> Your task: Search the data below for the word "import" and report how many lines contain it. Nothing but the number is needed.
☆ ☆ ☆ ☆
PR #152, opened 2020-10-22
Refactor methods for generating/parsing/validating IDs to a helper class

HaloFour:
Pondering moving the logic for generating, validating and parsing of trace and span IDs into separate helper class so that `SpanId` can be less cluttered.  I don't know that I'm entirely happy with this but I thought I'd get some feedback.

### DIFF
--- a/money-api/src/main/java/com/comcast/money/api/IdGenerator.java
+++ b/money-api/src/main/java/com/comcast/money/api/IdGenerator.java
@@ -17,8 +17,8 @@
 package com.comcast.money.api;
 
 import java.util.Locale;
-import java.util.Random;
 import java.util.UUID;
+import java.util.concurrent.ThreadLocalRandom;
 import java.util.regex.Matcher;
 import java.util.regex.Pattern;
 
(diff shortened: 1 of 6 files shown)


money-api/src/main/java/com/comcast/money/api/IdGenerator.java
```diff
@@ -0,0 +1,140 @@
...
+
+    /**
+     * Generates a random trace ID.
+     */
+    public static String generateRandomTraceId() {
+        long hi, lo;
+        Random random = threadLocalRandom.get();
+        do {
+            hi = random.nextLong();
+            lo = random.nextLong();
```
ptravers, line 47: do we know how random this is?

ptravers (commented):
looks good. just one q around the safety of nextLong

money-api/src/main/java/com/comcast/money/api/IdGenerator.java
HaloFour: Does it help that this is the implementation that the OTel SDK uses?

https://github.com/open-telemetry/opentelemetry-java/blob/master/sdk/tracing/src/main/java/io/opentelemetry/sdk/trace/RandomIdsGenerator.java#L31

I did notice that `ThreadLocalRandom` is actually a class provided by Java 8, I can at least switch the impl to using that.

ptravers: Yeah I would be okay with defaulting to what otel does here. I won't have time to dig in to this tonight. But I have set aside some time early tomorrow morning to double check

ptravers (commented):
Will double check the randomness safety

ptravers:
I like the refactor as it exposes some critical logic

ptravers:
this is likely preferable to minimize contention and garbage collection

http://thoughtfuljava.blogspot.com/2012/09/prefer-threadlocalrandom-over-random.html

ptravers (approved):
☆ ☆ ☆ ☆
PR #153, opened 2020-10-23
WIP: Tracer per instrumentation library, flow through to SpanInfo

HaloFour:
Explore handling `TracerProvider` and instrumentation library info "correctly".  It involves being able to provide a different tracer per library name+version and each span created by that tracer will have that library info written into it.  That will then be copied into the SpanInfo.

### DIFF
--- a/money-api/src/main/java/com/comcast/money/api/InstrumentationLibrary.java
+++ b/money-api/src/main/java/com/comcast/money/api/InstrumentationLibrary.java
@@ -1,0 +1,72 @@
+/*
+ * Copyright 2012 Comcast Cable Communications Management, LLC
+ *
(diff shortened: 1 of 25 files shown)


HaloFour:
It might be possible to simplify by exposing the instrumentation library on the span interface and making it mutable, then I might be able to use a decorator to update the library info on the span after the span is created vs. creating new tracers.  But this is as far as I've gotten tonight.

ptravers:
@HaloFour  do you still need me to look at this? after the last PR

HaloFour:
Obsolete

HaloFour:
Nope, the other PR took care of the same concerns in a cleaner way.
☆ ☆ ☆ ☆
> Completed task: 6